城に戻らねば。しかし雪姫を置いて行くわけにはいかない。カズマは雪姫を見上げて、じっと自分を見つめる雪姫の視線とぶつかった。
「あの・・・」
「おまえは感情が全部顔に出るから気をつけたほうがいい」
ひやりとした。
「雪姫は感情が全部顔に出ないから気をつけたほうがいいですよ」
「トビが鳴いたな」
雪姫と外に出ている時に、トビの声で呼び戻されたのは何度かあった。雪姫は鋭い。知られているのだ。
「私は稽古に行きたい」
「・・・はい」
自分が呼ばれるのはよほどのことだ。何があったのだろうか。急ぎの事か。
今気になることと言えば、紫屋に泊り込んでいる侍だ。隠密に間違いない。
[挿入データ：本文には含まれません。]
PR #966, opened 2025-03-31
Improve configuration options for GetDependencies.

apop5:
GetRequiredSubmodules() vs GetDependencies()

GetRequiredSubmodules() allows a recursive/omnicache configuration parameter to be passed. 
The configuration parameter determines if --recursive is passed when the submodule is cloned.

GetDependencies() does not have configuration for this type of scenario.
A Dependency from GetDependencies will always attempt to resolve **ALL** submodules that are contained in the repo.

This presents a problem when a submodule contains their own dependency as well. The example run into is:

SecurityPkg => libspdm
libspdm => openssl
openssl => gost-engine
gost-engine => libprov

```
{
	"Path": "Common/MU_TIANO",
	"Url": "https://github.com/microsoft/mu_tiano_plus.git",
	"Branch": "dev/202502",
},
```

```
{
	"Path": "Common/MU_TIANO",
	"Url": "https://github.com/microsoft/mu_tiano_plus.git",
	"Branch": "dev/202502",
	"Recurse": True
},
```

```
{
	"Path": "Common/MU_TIANO",
	"Url": "https://github.com/microsoft/mu_tiano_plus.git",
	"Branch": "dev/202502",
	"Recurse": False
},
```
```
{
	"Path": "Common/MU_TIANO",
	"Url": "https://github.com/microsoft/mu_tiano_plus.git",
	"Branch": "dev/202502",
	"Recurse": {"CIFile" : ".pytool/CISettings.py"}
},
```

Add "Recurse" support for GetDependencies function.
Possible values are True/False/Dictionary that Specifies a CIFile.
If a CI file is specified, the GetRequiredSubmodules of the CI file will be
used to determine which submodules should be cloned.

### DIFF
--- a/edk2toolext/environment/repo_resolver.py
+++ b/edk2toolext/environment/repo_resolver.py
@@ -372,13 +372,10 @@ def clone_repo(abs_file_system_path: os.PathLike, DepObj: dict) -> tuple:
         branch = DepObj["Branch"]
     if "ReferencePath" in DepObj and os.path.exists(DepObj["ReferencePath"]):
         reference = Path(DepObj["ReferencePath"])
-    if "Recurse" in DepObj:
-        if type(DepObj["Recurse"]) is not dict:
-            recurse = DepObj["Recurse"]
-        else:
-            recurse = False
+    if type(DepObj["Recurse"]) is not dict:
+        recurse = DepObj["Recurse"]
     else:
-        recurse = True
+        recurse = False
 
     # Used to generate clone params from flags
     def _build_params_list(branch: str = None, shallow: str = None, reference: str = None, recurse: str = None) -> None:
@@ -451,17 +448,14 @@ def checkout(
         ci_file = None
         if "ReferencePath" in dep and os.path.exists(dep["ReferencePath"]):
             reference = Path(dep["ReferencePath"])
-        if "Recurse" in dep:
-            if type(dep["Recurse"]) is not dict:
-                recurse = dep["Recurse"]
-            else:
-                recurse = False
-                try:
-                    ci_file = dep["Recurse"]["CIFile"]
-                except KeyError:
-                    logging.error(f"Failed to find 'CIFile' 'Recurse' section {dep['Recurse']}")
+        if type(dep["Recurse"]) is not dict:
+            recurse = dep["Recurse"]
         else:
-            recurse = True
+            recurse = False
+            try:
+                ci_file = dep["Recurse"]["CIFile"]
+            except KeyError:
+                logging.error(f"Failed to find 'CIFile' 'Recurse' section {dep['Recurse']}")
 
         if "Commit" in dep:
             commit = dep["Commit"]
--- a/edk2toolext/environment/repo_resolver.py
+++ b/edk2toolext/environment/repo_resolver.py
@@ -15,6 +15,7 @@ The intent is to keep all git functionality consolidated in this module. Current
 edk2_setup.py, and git_dependency.py use this module to perform git operations.
 """
 
+import importlib
 import logging
 import os
 import time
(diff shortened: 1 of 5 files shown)


edk2toolext/environment/repo_resolver.py
```diff
@@ -420,6 +438,34 @@ def checkout(
                 else:
                     logger.critical(f"Dependency {dep['Path']} is not in sync with requested commit.  Fail.")
                     raise Exception(f"Dependency {dep['Path']} is not in sync with requested commit.  Fail.")
+
+            if recurse is None:
+                for a in Path(abs_file_system_path).glob("**/CISettings.py"):
```
Javagedes, line 443: We do not force that the CI file is named "CISettings.py". It can be called anything and located anywhere. I also think there could be a scenario where we do not want to follow what the lower level CISettings.py file does.

I think the better way is to have a nested config in the CISettings.py file that is being executed. Something like

## Normal way, untouched

``` json
{
    "Path": "Common/MU_PLUS",
    "Url": "https://github.com/Microsoft/mu_tiano_plus",
    "Branch": "release/202405"
}
```

## New way, but same logic as normal way

``` json
{
    "Path": "Common/MU_PLUS",
    "Url": "https://github.com/Microsoft/mu_tiano_plus",
    "Branch": "release/202405"
    "Recurse": true,
}
```

## Stop all recursion

``` json
{
    "Path": "Common/MU_PLUS",
    "Url": "https://github.com/Microsoft/mu_tiano_plus",
    "Branch": "release/202405"
    "Recurse": false,
}
```

## Only recurse the specified submodules

In this example, lets imagine mu_tiano_plus has a bunch of submodules, but we only want to clone libspdm (opposite of what you actually want), then we would do this:

``` json
{
    "Path": "Common/MU_PLUS",
    "Url": "https://github.com/Microsoft/mu_tiano_plus",
    "Branch": "release/202405"
    "Recurse": [
        {
            "Path": "SecurityPkg/DeviceSecurity/SpdmLib/libspdm",
            "Url": "https://github.com/DMTF/libspdm.git",
            "Commit": "abcdef"
        }
    ]
}
```

apop5: I am not opposed, but we are going to bleed configuration from one repo to the next, and it becomes a Maintenace problem.

Two real world examples

libspdm version was updated. Once the update goes into MU_PLUS, then every repo and project that depends on  it will also require being updated with the information.

ArmSoftFloatLib, it was removed. All of the repos that were consuming mu_basecore would be required to go update their CISettings file to remove the ArmSoftFloatLib

apop5: After talking with Sean, settled on the course of action of having the GetDependencies provide a path to the CI file, if it exists. If CIFile is empty, no submodules will be cloned, if it exists, only submodules in file will be cloned, and if not specified at all, recurse all submodules. 

{
    "Path": "Common/MU_PLUS",
    "Url": "https://github.com/Microsoft/mu_tiano_plus",
    "Branch": "release/202405"
    "CIFile": ".pytool/CISettings.py"
}

Javagedes: Good idea :)

edk2toolext/environment/repo_resolver.py
```diff
@@ -420,6 +438,35 @@ def checkout(
                 else:
                     logger.critical(f"Dependency {dep['Path']} is not in sync with requested commit.  Fail.")
                     raise Exception(f"Dependency {dep['Path']} is not in sync with requested commit.  Fail.")
+
+            if not recurse:
+                CISettingFile = Path(abs_file_system_path, dep["CIFile"])
```
Javagedes, line 443: Please throw this in a support function in this file. :)

Javagedes (approved):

隙の無い男で相当に腕が立つと見て彦座と吉太二人をつけた。消そうとしなくてもよい、見張れ、と。
消そうとするとこちらもやられる恐れがあるからだけではない。知りたかったのだ。江戸から次々とやってくる連中が、何を求めているのか。
徳川の御庭之番は、生涯に一度どこかの藩に入り込み、内偵をしなければならない掟があるのだという。しかし竜北に来る連中の構えはそんなにのんびりしたものじゃない。何かを求めている。古賀兵右馬は何かを隠している。古賀兵右馬しか知らない何かを。竜北にとって致命的な何かを。俺たちはそれを守っている。それが何かを知らされずに守っている。あの隠密の動きを探ればその何かが知れるかもしれない。
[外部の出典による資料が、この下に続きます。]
PR #969, opened 2025-04-08
edk2toolext: Add patch var store [Rebase & FF]

makubacki:
Adds a script that allows the UEFI variable store in a ROM file to be patched with variable data specified in an XML file.

---

Another commit moves all integration testing to Ubuntu 24.04 since the 22.04 container image is being deprecated.


Javagedes:
@makubacki What is the use-case for this being a standalone script? It seems like it will be more beneficial as a helper plugin.

Also, if you want it to be registered and callable from the command line, you'll want to register it here:

https://github.com/tianocore/edk2-pytool-extensions/blob/026dab581aee8c2d27aec82d6119699bcbc81664/pyproject.toml#L73

makubacki:
> Also, if you want it to be registered and callable from the command line, you'll want to register it

Done

.cspell.json
```diff
@@ -78,6 +78,7 @@
         "keyserver",
         "levelno",
         "linuxize",
+        "manulipulations",
```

遠くから馬の駆ける音が近づいてくるのに気づいて、カズマは人ごみからハヤトを連れ出した。あれはアカガネだ。俺の馬だ。
「カズマ、私は稽古に行きたいぞ」
「はい・・・」
来た。通りの向こうから。アカガネ・・・小六が乗っている。
小六はカズマの前でアカガネから跳び下りると、ひざをつこうとした。その前にカズマが口暗号で止めた。口の形だけで意思を伝達する方法である。
― ひざまづくな。
小六は息を飲み込むように飲み込むように整えて、やっと言った。
― 彦座と吉太がやられました。
小六の顔色から何かひどくまずいことが起こったのだということはもう分かっていた。それでもすぐには口がきけなかった。
― やられたとは?
― 殺されました。
そんな馬鹿な。
― 機密を知られたようです。追って殺そうとしたところを逆にやられました。加勢を求めるのろしが上がったので行ってみると二人とも切り倒されていたそうです。隠密は国境の尾長岳に向かっています。越える前に殺ってくれって。
カズマは腹をなでた。痛い。
「私にも分かるように話せ」
上から雪姫がもどかしそうに声をかけてくるが、今のカズマにはそちらに気を使う余裕がない。
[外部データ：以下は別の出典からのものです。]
Issue #971, opened 2025-04-21
[Bug]: repo_resolver.py - _build_params_list removed the else statement for appending "--recurse-submodules" to the git clone command


antklein:
### Contact Details

antklein@microsoft.com

### Describe the Bug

― あの侍、一刀流の使い手ってだけじゃなくて、忍術の心得もあるようです。こちらの術が通じないって。
― 知られた機密というのは何だ。
― 分かりません。いったい・・・。
― いや、いや、いいんだ。いらんことを知るとこっちが殺されるかもしれない。
― それから筆頭からの伝言で、肩のアザをさらさないようにしろ、だそうです。伝達のために江戸の仲間が潜んでいるだろうから、見られちゃいけないって。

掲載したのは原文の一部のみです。